Mon, Dec 20, 2004 - Page 8 News List

Reeping an unexpected harvest from the elections

By Antonio Chiang江春男

The only real loser to emerge from the recent elections seems to be the People First Party (PFP). As for the Chinese National Party (KMT), the outcome gave a boost to its declining morale. Although the Democratic Progressive Party (DPP) seized two more seats, they have been portrayed as the loser. All in all, the unexpected outcome of this election has humbled the DPP and given the KMT a chance to start over.

In more than 10 elections held over the past 20 years, there have been few major swings in power. In others words, losers in a legislative election are likely to make up lost ground by doing well in the mayoral and county commissioner elections that follow. The distribution of votes in this country is remarkably stable and whatever politicians may do to woo voters, they have never achieved a drastic change in this distribution.

Long-term supporters of the DPP are likely to be relieved by the outcome, seeing the result as positive. First, without a majority, President Chen Shui-bian (陳水扁) no longer has to worry about fulfilling the promises he made during the campaign. Reckless attempts to carry out these promises could lead to disaster. Nor will he feel forced to resign within two years, as he promised to do if he did not perform well in his second term, which could have triggered a succession struggle.

Second, from now on Chen no longer has to keep pace with the Taiwan Solidarity Union (TSU). He should take a moderate approach and let Lee take care of the "deep green" supporters.

Third, former president Lee Teng-hui (李登輝) has seen much of what he fought for achieved. He has led his people into the land of Canaan and he can now take a rest.

Fourth, the KMT can start over. Its has correctly differentiated itself from the PFP, and with its increase in popularity, there is hope for internal reform.

Fifth, the outcome of the election gave KMT Chairman Lien Chan (連戰) a chance to step down graciously from his chairmanship. If PFP Chairman James Soong decides to follow suit, the political scene will definitely become much brighter.

Sixth, Beijing can stop being anxious. As the opposition parties counterbalance each other in the legislature, Chen's government cannot make any rash moves.

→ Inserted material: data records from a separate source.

PR #1233, opened 2024-04-02
Expand canaries to new regions

sobolk:
## Problem

We're running canaries only in `us-west-2` and therefore we might be late to detect service roll outs that may impact us.

## Changes

This PR has the following changes:
1. It adds three more regions to both canary checks and resource cleanups
2. Adds/fixes existing actions/scripts where `us-west-2` was hardcoded
3. Adds retry mechanism at process level that retries commands 2 times by default. This is to keep probability of false positive low while we expand horizontally.

## Validation

canaries: https://github.com/aws-amplify/amplify-backend/actions/runs/8526147426
cleanup: https://github.com/aws-amplify/amplify-backend/actions/runs/8526285215

## Checklist


scripts/retry.js
```diff
@@ -0,0 +1,71 @@
...
+  'Usage:\n./scripts/retry.js <command>\n./scripts.retry.js --maxAttempts <number> <command>';
+
+class RetryOptions {
+  constructor(maxAttempts, command) {
+    this.maxAttempts = maxAttempts;
+    this.command = command;
+  }
+}
+
+const parseInput = () => {
```
edwardfoyle, line 26: We can use the built-in [parseArgs](https://nodejs.org/api/util.html#utilparseargsconfig) utility to make args parsing a little cleaner / more robust

edwardfoyle (commented):
LGTM, just one suggestion for arg parsing

scripts/retry.js
sobolk: I'll try. If this can surface the vararg-ish tail (the command part) nicely then I'll use it.

sobolk: https://github.com/aws-amplify/amplify-backend/pull/1233/commits/02a8f092dd1500d0ad01e28d2e35fa6e8a75048e

scripts/retry.js
```diff
@@ -24,22 +25,24 @@ class RetryOptions {
 }
 
 const parseInput = () => {
-  if (process.argv.length < 3) {
+  try {
+    const parsedResults = parseArgs({
+      allowPositionals: true,
+      options: {
+        maxAttempts: {
+          type: 'string',
```
sobolk, line 33: image

sobolk: no number, we have to parse :(

edwardfoyle (approved):

scripts/retry.js
```diff
@@ -0,0 +1,74 @@
+#!/usr/bin/env node
+
```
0618, line 2: Why don't we use typescript for this file?

0618 (approved):

scripts/retry.js
sobolk: This is explained in the comment below.

The problem is that to use typescript we have to run `npm install` first. However, there are cases where we'd like to use retry without installing dependencies. Including wrapping `npm install` command itself as it tend to flake from time to time due to network glitches.

sobolk: The alternative that I was considering was a bash script. But I figured that dependency-less pure JS is easier for us to write/read/understand.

Seventh, the US can stop inspecting what Chen does or says on a daily basis, as this constant finger pointing hurts the dignity of the Taiwanese people.

When Chen smells victory, he often loses his cool. On this occasion, his campaign rhetoric was so strident that although the campaign focused on peace and security, he still managed to frighten many moderates. Faced with failure, Chen coolly examined his actions. The outcome of this election was basically a no-confidence vote, which not only questioned his campaign tactics and the promises he made, but his style of leadership. The decisions he made will face criticism within the party.

The DPP has always stressed democracy within the party, but after a few years in government, the practice of "what I say counts" has gradually emerged. The arrogance of the DPP has appeared in various forms, and the party's failure in the election will have been a good thing if it forces party members to examine their conduct.

The overall development of this society is advantageous to the DPP, but being on the right side of history doesn't mean that you will rule, or that you can maintain power. The conceited will be punished and those who battle against adversity will be consoled. It is the same in politics as it is in life.